PR #601, opened 2015-04-14
Overwrite embedded_fields settings by 0 in ?embedded-query

otibsa:
```python
'foobar': {
    embedded_fields = ["field1"],
    ...
}
```
A `GET .../foobar?embedded={"field1": 0}` now does not embed `field1`, so the query-setting is prioritized over the DOMAIN-setting.

This way we can have embedded fields by default and turn off the embedding at will by using the embedded-query.

### DIFF
--- a/eve/tests/methods/get.py
+++ b/eve/tests/methods/get.py
@@ -632,6 +632,22 @@ class TestGet(TestBase):
         content = json.loads(r.get_data())
         self.assertFalse('missing-field' in content['_items'][0])
 
+        # Test default fields to be embedded
+        invoices['embedded_fields'] = ['person']
+        r = self.test_client.get("%s/" % invoices['url'])
+        self.assert200(r.status_code)
+        content = json.loads(r.get_data())
+        self.assertTrue('location' in content['_items'][0]['person'])
+
+        # Test that default fields are overwritten by ?embedded=...0
+        invoices['embedded_fields'] = ['person']
+        embedded = '{"person": 0}'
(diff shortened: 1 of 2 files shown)


eve/tests/methods/get.py
```diff
@@ -632,6 +632,22 @@ def test_get_embedded(self):
...
 
+        # Test default fields to be embedded
+        invoices['embedded_fields'] = ['person']
+        r = self.test_client.get("%s/" % invoices['url'])
+        self.assert200(r.status_code)
+        content = json.loads(r.get_data())
+        self.assertTrue('location' in content['_items'][0]['person'])
+
+        # Test that default fields are overwritten by ?embedded=...0
+        invoices['embedded_fields'] = ['person']
```
nicolaiarocci: this is probably redundant

otibsa: You're right, further down (new line 748) also

nicolaiarocci:
Overall this is a cool addition. I wonder however if there are legit reasons for the maintainer *not* wanting clients to be abale to exclude auto-embedded fields. Thoughts?

otibsa:
At least in my use case, there is no reason for "pushing" fields to the client. Besides, a client can always choose to drop fields of a response.

nicolaiarocci:
Thanks this has been merged in https://github.com/nicolaiarocci/eve/commit/0a9d473924dfca0ed576a81b4dcbca91889c2c56

PR #603, opened 2015-04-16
Feature timezone

nypgand1:
Store datetime as GMT,  parse and render it as ``DATE_TIMEZONE`` in configuration. Use [pytz] (http://pytz.sourceforge.net/) to implement the feature, and it allow values in [List of tz database time zones] (http://en.wikipedia.org/wiki/List_of_tz_database_time_zones).

### DIFF
--- a/AUTHORS
+++ b/AUTHORS
@@ -67,6 +67,7 @@ Patches and Contributions
 - Kracekumar
 - Kurt Bonne
 - Kurt Doherty
+- Lin, Wei-Hao
 - Magdas Adrian
 - Marc Abramowitz
 - Marcus Cobden
--- a/docs/config.rst
+++ b/docs/config.rst
@@ -154,9 +154,15 @@ uppercase.
                                     stored as ``datetime`` values. In
                                     responses, ``datetime`` values will be
                                     rendered as JSON strings using this format.
-                                    Defaults to the RFC1123 (ex RFC 822)
-                                    standard ``a, %d %b %Y %H:%M:%S GMT``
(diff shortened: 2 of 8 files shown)


nicolaiarocci:
This is cool, and I am willing to give it a spin. However, it currently breaks the test suite.

nypgand1:
@nicolaiarocci It seems like it is the ``%Z`` part of ``DATE_FORMAT`` that makes it break. 

In the [doc of time.strptime] (https://docs.python.org/2/library/time.html#time.strptime), it says:
> Support for the %Z directive is based on the values contained in tzname and whether daylight is true. Because of this, it is platform-specific except for recognizing UTC and GMT which are always known (and are considered to be non-daylight savings timezones).

I replaces the default value of ``DATE_FORMAT`` by``%a, %d %b %Y %H:%M:%S %Z`` because the original one is ``%a, %d %b %Y %H:%M:%S GMT``.

Any suggestions?

ddurieux:
It make sense to store date in GMT in DB, but not sure it's the role of backend (EVE) to convert to a timezone. For me, it's the role of frontend to convert to user timezone

nicolaiarocci:
Yeah, overall I think it is better remain timezone-naive (also the issue is not easily solved without some hacking http://stackoverflow.com/questions/526406/python-time-to-age-part-2-timezones). We should consider that most REST APIs are probably hit by clients in all timezones anyway. @nypgand1 thanks!

nypgand1:
Thank you guys! At least learn something on this issue :)

Issue #354, opened 2014-06-01
POST on sub resources doesn't set the "route" parameters


rs:
Sub resources with GET method append the `url` parameters to the lookup but on POST or PUT method, those parameters aren't set.

For the following sub request:

```
invoices = {
    'url': 'people/<regex("[a-f0-9]{24}"):contact_id>/invoices'
    ...
```

A POST on `/people/1234…/invoices` should set the `contact_id` field to `1234…` so created invoice is automatically associated with the parent resource.

PR #609, opened 2015-04-20
Apply Route Params to Documents Before Validation

seglberg:
Route parameters are applied to new documents before they are validated.
This ensures that documents with required fields will be populated
before they are validated.

See nicolaiarocci/eve#354

---

Added a new test case to test the required field scenario.
All tests passed with both Python 2.7 and 3.4.

---

Pings:
@dexteradeus


nicolaiarocci:
Thanks, this has been merged in https://github.com/nicolaiarocci/eve/commit/4b567f3963d65e29bbd298f74a5a4b56c3202099

PR #612, opened 2015-04-22
make sure original is not modified during patch

### LINKED ISSUE #611: original in on_updated callback is having nested document updates
hey,

atm `original` in `on_update` can have different content than `original` in `on_updated`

++++++++++++++++++++

Copy the records above exactly as they appear.

RESULT OF THIS EXERCISE
PR #601, opened 2015-04-14
Overwrite embedded_fields settings by 0 in ?embedded-query

otibsa:
```python
'foobar': {
    embedded_fields = ["field1"],
    ...
}
```
A `GET .../foobar?embedded={"field1": 0}` now does not embed `field1`, so the query-setting is prioritized over the DOMAIN-setting.

This way we can have embedded fields by default and turn off the embedding at will by using the embedded-query.

### DIFF
--- a/eve/tests/methods/get.py
+++ b/eve/tests/methods/get.py
@@ -632,6 +632,22 @@ class TestGet(TestBase):
         content = json.loads(r.get_data())
         self.assertFalse('missing-field' in content['_items'][0])
 
+        # Test default fields to be embedded
+        invoices['embedded_fields'] = ['person']
+        r = self.test_client.get("%s/" % invoices['url'])
+        self.assert200(r.status_code)
+        content = json.loads(r.get_data())
+        self.assertTrue('location' in content['_items'][0]['person'])
+
+        # Test that default fields are overwritten by ?embedded=...0
+        invoices['embedded_fields'] = ['person']
+        embedded = '{"person": 0}'
(diff shortened: 1 of 2 files shown)


eve/tests/methods/get.py
```diff
@@ -632,6 +632,22 @@ def test_get_embedded(self):
...
 
+        # Test default fields to be embedded
+        invoices['embedded_fields'] = ['person']
+        r = self.test_client.get("%s/" % invoices['url'])
+        self.assert200(r.status_code)
+        content = json.loads(r.get_data())
+        self.assertTrue('location' in content['_items'][0]['person'])
+
+        # Test that default fields are overwritten by ?embedded=...0
+        invoices['embedded_fields'] = ['person']
```
nicolaiarocci: this is probably redundant

otibsa: You're right, further down (new line 748) also

nicolaiarocci:
Overall this is a cool addition. I wonder however if there are legit reasons for the maintainer *not* wanting clients to be abale to exclude auto-embedded fields. Thoughts?

otibsa:
At least in my use case, there is no reason for "pushing" fields to the client. Besides, a client can always choose to drop fields of a response.

nicolaiarocci:
Thanks this has been merged in https://github.com/nicolaiarocci/eve/commit/0a9d473924dfca0ed576a81b4dcbca91889c2c56

PR #603, opened 2015-04-16
Feature timezone

nypgand1:
Store datetime as GMT,  parse and render it as ``DATE_TIMEZONE`` in configuration. Use [pytz] (http://pytz.sourceforge.net/) to implement the feature, and it allow values in [List of tz database time zones] (http://en.wikipedia.org/wiki/List_of_tz_database_time_zones).

### DIFF
--- a/AUTHORS
+++ b/AUTHORS
@@ -67,6 +67,7 @@ Patches and Contributions
 - Kracekumar
 - Kurt Bonne
 - Kurt Doherty
+- Lin, Wei-Hao
 - Magdas Adrian
 - Marc Abramowitz
 - Marcus Cobden
--- a/docs/config.rst
+++ b/docs/config.rst
@@ -154,9 +154,15 @@ uppercase.
                                     stored as ``datetime`` values. In
                                     responses, ``datetime`` values will be
                                     rendered as JSON strings using this format.
-                                    Defaults to the RFC1123 (ex RFC 822)
-                                    standard ``a, %d %b %Y %H:%M:%S GMT``
(diff shortened: 2 of 8 files shown)


nicolaiarocci:
This is cool, and I am willing to give it a spin. However, it currently breaks the test suite.

nypgand1:
@nicolaiarocci It seems like it is the ``%Z`` part of ``DATE_FORMAT`` that makes it break. 

In the [doc of time.strptime] (https://docs.python.org/2/library/time.html#time.strptime), it says:
> Support for the %Z directive is based on the values contained in tzname and whether daylight is true. Because of this, it is platform-specific except for recognizing UTC and GMT which are always known (and are considered to be non-daylight savings timezones).

I replaces the default value of ``DATE_FORMAT`` by``%a, %d %b %Y %H:%M:%S %Z`` because the original one is ``%a, %d %b %Y %H:%M:%S GMT``.

Any suggestions?

ddurieux:
It make sense to store date in GMT in DB, but not sure it's the role of backend (EVE) to convert to a timezone. For me, it's the role of frontend to convert to user timezone

nicolaiarocci:
Yeah, overall I think it is better remain timezone-naive (also the issue is not easily solved without some hacking http://stackoverflow.com/questions/526406/python-time-to-age-part-2-timezones). We should consider that most REST APIs are probably hit by clients in all timezones anyway. @nypgand1 thanks!

nypgand1:
Thank you guys! At least learn something on this issue :)

Issue #354, opened 2014-06-01
POST on sub resources doesn't set the "route" parameters


rs:
Sub resources with GET method append the `url` parameters to the lookup but on POST or PUT method, those parameters aren't set.

For the following sub request:

```
invoices = {
    'url': 'people/<regex("[a-f0-9]{24}"):contact_id>/invoices'
    ...
```

A POST on `/people/1234…/invoices` should set the `contact_id` field to `1234…` so created invoice is automatically associated with the parent resource.

PR #609, opened 2015-04-20
Apply Route Params to Documents Before Validation

seglberg:
Route parameters are applied to new documents before they are validated.
This ensures that documents with required fields will be populated
before they are validated.

See nicolaiarocci/eve#354

---

Added a new test case to test the required field scenario.
All tests passed with both Python 2.7 and 3.4.

---

Pings:
@dexteradeus


nicolaiarocci:
Thanks, this has been merged in https://github.com/nicolaiarocci/eve/commit/4b567f3963d65e29bbd298f74a5a4b56c3202099

PR #612, opened 2015-04-22
make sure original is not modified during patch

### LINKED ISSUE #611: original in on_updated callback is having nested document updates
hey,

atm `original` in `on_update` can have different content than `original` in `on_updated`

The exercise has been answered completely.